I have just updated a module and went to perform the database update and keep getting an out of memory error, this has happened for some time now for different admin functions.

I have checked two places and both confirm the same:
phpinfo lists memory_limit at 1024M
Drupal Status Report lists php memory limit at 1024M

The eror I am currently getting is:
Fatal error: Out of memory (allocated 158597120) (tried to allocate 71 bytes) in /u/s/sim-one/www.sim-one.ca/includes/menu.inc on line 366

I believe 158597120bytes ~ 158M which is way below my limit. Any suggestions would be greatly appreciated!

Comments

hassebasse’s picture

The last year I have tried to learn Linux, Drupal, WP and Prestashop. By own experience and by reading what other have written I have learned that a too high memory limit may cause problems. What I have uderstood is that the memory_limit settings sets the limit per process and if you set it too high a faulty memory process can bring down the full server. There are actually server providers kicking you out if you set it too high. In the beginning I did as you; the higher the better, but that is not the case. In Drupal you can do fine with 64M or even 32, but I'm using 128M except when I build the site, then I use 512M. I am not sure if 512M is needed, but when building it has been problems with 128M.

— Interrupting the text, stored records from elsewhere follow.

PR #5966, opened 2026-08-12
fix(sandbox): a pod that dies mid-run is infrastructure, not a cancel

pedrofrxncx:
Found debugging `board_46FLuBSK-bxaqPQ3_t4E1` (deco-studio): 6 runs, all failed, no PR, `run_count` past the cap.

## 1. `cancelled: run cancelled` is still happening — #5859 only fixed half

Three of that card's six runs died with it, on 08-11, four days after #5859. That PR handled the **displaced** case (takeover → `superseded`). The other branch is unchanged:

So I don't have any answer to your problem, but why not trying to lower the memory_limit and see what will happen, it have helped me at least once.

I use .htaccess instead of php.ini for all settings and below you can see what I use when building my Drupal 7 site. I will lower the memory limit to 128 later on:

php_value memory_limit 512M
php_value max_execution_time 540
php_value max_input_time 300
php_value max_input_vars 1000
php_value post_max_size 100M
php_value upload_max_size 100M

Hans

TimToronto’s picture

Thanks for the suggestion, I just tried it to no avail, and lowering it to 128 caused even most of my admin pages to give me memory errors :(

hassebasse’s picture

Maybe some module is messing it up. Maybe you should turn them off one by one. After having left the comfort zone of Windows, I have became very sceptical towards modules of all kinds. But on the other hand it is big fun when you finally have found out what is the problem.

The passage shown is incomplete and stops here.